By SCM Sport Reporter at the Miami Stadium
THE MAGICAL World Cup fairytale of tiny Cape Verde is officially the story of the summer after the African debutants produced a breathtaking, giant-killing display to hold two-time world champions Uruguay to a pulsating 2-2 draw under the Miami sun.
Marcelo Bielsa’s heavily-fancied South Americans looked shell-shocked at the final whistle, left entirely disjointed by an island nation with just half a million inhabitants.
The “Blue Sharks”—who already frustrated Spain in a opening-day stalemate—proved they are not just making up the numbers in the expanded 48-team tournament. Instead, they took a giants’ scalp to the brink of disaster, leaving Uruguay’s World Cup dreams dangling by a thread ahead of a must-win clash with Spain.

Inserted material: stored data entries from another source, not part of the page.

PR #967, opened 2020-04-27
ci: run blackbox tests in CoreOS CI

jlebon:
Right now, the blackbox test is running in a job on the CL Jenkins
instance. We want to migrate this to CoreOS CI where we have the right
perms set up for everyone to see.

Use the new external host tests support in kola to just run it directly
in the just-built FCOS where it'll have all the privs it needs to e.g.
set up loopback devices.

Aside: I'm thinking we should be able to migrate all of those blackbox
tests to external host tests if we gained the ability to specify the
Ignition config. Booting VMs would be more expensive of course, but way
closer to how Ignition is actually run and it would allow cleaning up
the blackbox testing-specific code. We could also do tricks like not
actually switch root to make each test less expensive.

### DIFF
--- a/.cci.jenkinsfile
+++ b/.cci.jenkinsfile
@@ -6,6 +6,22 @@ cosaPod(buildroot: true) {
     // hack to satisfy golang compiler wanting to cache things
     shwrap("mkdir cache")
     withEnv(["XDG_CACHE_HOME=${env.WORKSPACE}/cache"]) {
-        fcosBuild(make: true)
+        fcosBuild(make: true, skipKola: true)
+    }
+
+    // we run the blackbox tests separately instead of as part of the main kola
+    // run since it's a distinct kind of test and we want to draw more
+    // attention to it in the Jenkins UI
+    // XXX: need a e.g. `--tag !external`
+
+    fcosKola(extraArgs: "--blacklist-test ext.*")
+
+    stage("Blackbox Tests") {
+        shwrap("""
+            ./build_blackbox_tests
+            mkdir -p tests/kola/data
+            mv tests.test bin tests/kola/data
+        """)
+        fcosKola(extraArgs: "--tag external", skipUpgrade: true)
     }
 }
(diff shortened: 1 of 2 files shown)


jlebon:
Marking as draft, since this will probably require some fixups to get everything to line up. (But I did test that running the blackbox test directly on FCOS works.)

cgwalters:
Awesome!  When adding the exttests I was hopeful that this could be done.

jlebon:
OK, this now requires https://github.com/coreos/coreos-assembler/pull/1410!

jlebon:
> :heavy_check_mark: **continuous-integration/jenkins/pr-merge** — This commit looks good 

Sweet! And with https://github.com/coreos/coreos-assembler/pull/1409 we have easier access to the logs:

```
$ cat kola-runext-blackbox.sh.txt
-- Logs begin at Tue 2020-04-28 21:23:30 UTC, end at Tue 2020-04-28 21:33:27 UTC. --
Apr 28 21:33:24 localhost kola-runext-blackbox.sh[1256]: PASS
```

.cci.jenkinsfile
```diff
@@ -6,6 +6,22 @@ cosaPod(buildroot: true) {
...
+
+    fcosKola(extraArgs: "--blacklist-test ext.*")
+
+    stage("Blackbox Tests") {
+        shwrap("""
+            ./build_blackbox_tests
+            mkdir -p tests/kola/data
+            mv tests.test bin tests/kola/data
+        """)
+        fcosKola(extraArgs: "--tag external", skipUpgrade: true)
```
jlebon, line 25: Doing it like this will clobber the previous `kola.tar.xz`. Need to add another parameter to `fcosKola` for customizing the name of the artifact. But we can do that as a follow-up (at least if the first kola run fails anyway we still get access to those logs).

sohankunkerkar:
LGTM

PR #970, opened 2020-05-01
validate: accept any supported config version

bgilbert:
Historically, a spec version's `Parse()` has called the prior version's parser if the config version is unrecognized.  That is no longer the case, so since `ignition-validate` calls the 3.0 parser, it will only accept 3.0 configs.  Call the version-independent `Parse()` wrapper instead.


bgilbert:
Whoops, this broke validation of 3.0.0 configs.  Take 2!

PR #974, opened 2020-05-05
news: add notes for 2.3.0

bgilbert:
Trying something new here: changes that only affect the 3.1.0 spec are marked `(3.1.0)`.

### DIFF
--- a/NEWS
+++ b/NEWS
@@ -1,3 +1,27 @@
+05-May-2020 Ignition 2.3.0
+
+  Features:
+
+    - Allow specifying HTTP headers when fetching remote resources (3.1.0)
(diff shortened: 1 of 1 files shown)


NEWS
```diff
@@ -1,3 +1,27 @@
+05-May-2020 Ignition 2.3.0
+
+  Features:
+
+    - Allow specifying HTTP headers when fetching remote resources (3.1.0)
```
arithx, line 5: Does `Allow specification of HTTP headers when...` read better?

bgilbert: Probably, but it also pushes the line to exactly 80 characters. :confused:

PR #978, opened 2020-05-13
config/*: drop warning on unset file/dir mode

bgilbert:
The warning was originally added in https://github.com/coreos/ignition/pull/493 because Ignition spec 2 defaulted to mode 0000, which was certainly not what the user wanted.  However, spec 3 defaults to 0755 for dirs and 0644 for files, and is documented as such.  It's therefore reasonable for the user to omit those fields, and by issuing the warnings we're encouraging the user to write unnecessarily verbose Ignition configs (or FCCs).

### DIFF
--- a/config/shared/errors/errors.go
+++ b/config/shared/errors/errors.go
@@ -34,8 +34,6 @@ var (
 	ErrCompressionInvalid = errors.New("invalid compression method")
 
 	// Storage section errors
-	ErrFilePermissionsUnset      = errors.New("permissions unset, defaulting to 0644")
-	ErrDirectoryPermissionsUnset = errors.New("permissions unset, defaulting to 0755")
 	ErrFileUsedSymlink           = errors.New("file path includes link in config")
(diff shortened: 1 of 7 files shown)


config/shared/errors/errors.go
```diff
@@ -91,6 +89,10 @@ var (
 
 	// AWS S3 specific errors
 	ErrInvalidS3ObjectVersionId = errors.New("invalid S3 object VersionId")
+
+	// Obsolete errors, left here for ABI compatibility
+	ErrFilePermissionsUnset      = errors.New("permissions unset, defaulting to 0644")
+	ErrDirectoryPermissionsUnset = errors.New("permissions unset, defaulting to 0755")
```
lucab, line 95: While at it, would it be worth updating the label to `-rwxr-xr-x`, as the above is actually not a good integer for Ignition/JSON? (Even if I think this won't be visible anymore)

bgilbert: I don't think so?  I thought about replacing the strings with "error no longer used" or similar, but opted to leave the historical text as documentation.

PR #1317, opened 2022-02-03
Add COPR integration Makefile

jlebon:
I'd like to enable auto-builds of this repo to
https://copr.fedorainfracloud.org/coprs/g/CoreOS/continuous/ so it could
eventually feed into
https://github.com/coreos/fedora-coreos-tracker/issues/910.


bgilbert (approved):
LGTM

PR #1318, opened 2022-02-03
files: fix duplicate relabeling of preset file

bgilbert:
The `relabelPath()` in `createUnits()` is the correct call, since it also handles the parent directory.  Move it into `createSystemdPresetFile()` for clarity and delete the other one.

Reported by @nemric.

Fixes #1006.


Nemric (approved):
Ok for me.
the best place to relabel preset files is in the "create preset" function

jlebon (approved):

It was a night where heroes were born for Cape Verde. Midfield engine Kevin Pina sparked absolute pandemonium in the twenty-first minute when he stepped up over a distant free-kick. Showing zero respect for the legendary Fernando Muslera in the Uruguayan goal, Pina unleashed a venomous, swerving, long-range effort.
The low missile ripped straight through a timid, crumbling two-man Uruguay wall and nested into the bottom corner. It was Cape Verde’s first-ever goal in World Cup history, and it came in spectacular fashion.
Uruguay, boasting global stars like Federico Valverde and Manuel Ugarte, looked completely rattled by Pedro Leitão Brito’s tactical discipline.
The South Americans struggled to generate meaningful possession for the vast majority of the first half, but class briefly told just before the interval. In the forty-fourth minute, a towering header from Paris Saint-Germain’s Manuel Ugarte crashed against the post, bouncing kindly into the path of Maximiliano Araújo, who alertly nodded into an empty net to level the score.
The momentum turned entirely in first-half stoppage time. Deep into the sixth minute of added time, the relentless Araújo turned provider, perfectly flicking an inviting Valverde free-kick into the path of Agustín Canobbio. The winger made no mistake from close range, ruthlessly firing home to give Bielsa’s men a hard-fought 2-1 lead as the teams headed down the tunnel.
Yet, anyone expecting the African minnows to fold in the second half was sorely mistaken. The Blue Sharks emerged from the break playing with a fierce resilience. In the sixty-first minute, structural chaos inside the Uruguayan ranks gifted the debutants their historic moment.
Napoli defender Mathías Olivera, enduring a absolute nightmare of an afternoon, played a shockingly careless, blind back-pass. Seizing on the hesitation like a true predator, substitute Hélio Varela intercepted the ball. Veteran goalkeeper Muslera compounded the disaster, inexplicably racing out of his box for a ball he was never going to win.
Varela easily skipped around the stranded keeper and calmly slotted into the yawning, empty net to bring the house down at 2-2.
The final half-hour was pure, unadulterated World Cup drama. A furious Bielsa threw on Liverpool talisman Darwin Núñez in the sixty-ninth minute to save the day, but Cape Verde’s defence defended for their absolute lives.
Defender Steven Moreira was the ultimate hero at the back, pulling off two miraculous, goal-saving blocks in quick succession to deny late efforts from Brian Rodríguez and Tottenham’s Rodrigo Bentancur.
The underlying data painted a picture of a desperate, stretched battle. Uruguay dominated the lion’s share of possession with sixty-two percent, managing to unleash sixteen total shots across the ninety minutes.
However, their renowned cutting edge was largely blunt, as only five of those attempts found the target. Cape Verde, conversely, were remarkably clinical with their thirty-eight percent possession, matching the heavyweights with five shots on target from nine total attempts.
The match was a physical, fiercely contested affair that forced the referee to issue four yellow cards. Sidny Lopes Cabral was booked for Cape Verde as early as the fifth minute for a cynical halt of a counter-attack, while his defensive partner Diney entered the referee’s book deep into second-half stoppage time.
Uruguay’s frustration manifested in bookings for Bentancur in the twentieth minute and a yellow card for the erratic Olivera in the fifty-eighth minute.
When the final whistle blew after frantic end-to-end action, Cape Verde had secured a piece of history, becoming only the second African nation in World Cup history—after Nigeria in 1994—to score two goals from outside the penalty box in a single game.
They head into their final match against Saudi Arabia completely in control of their own knockout destiny, while Bielsa is left facing a gargantuan challenge.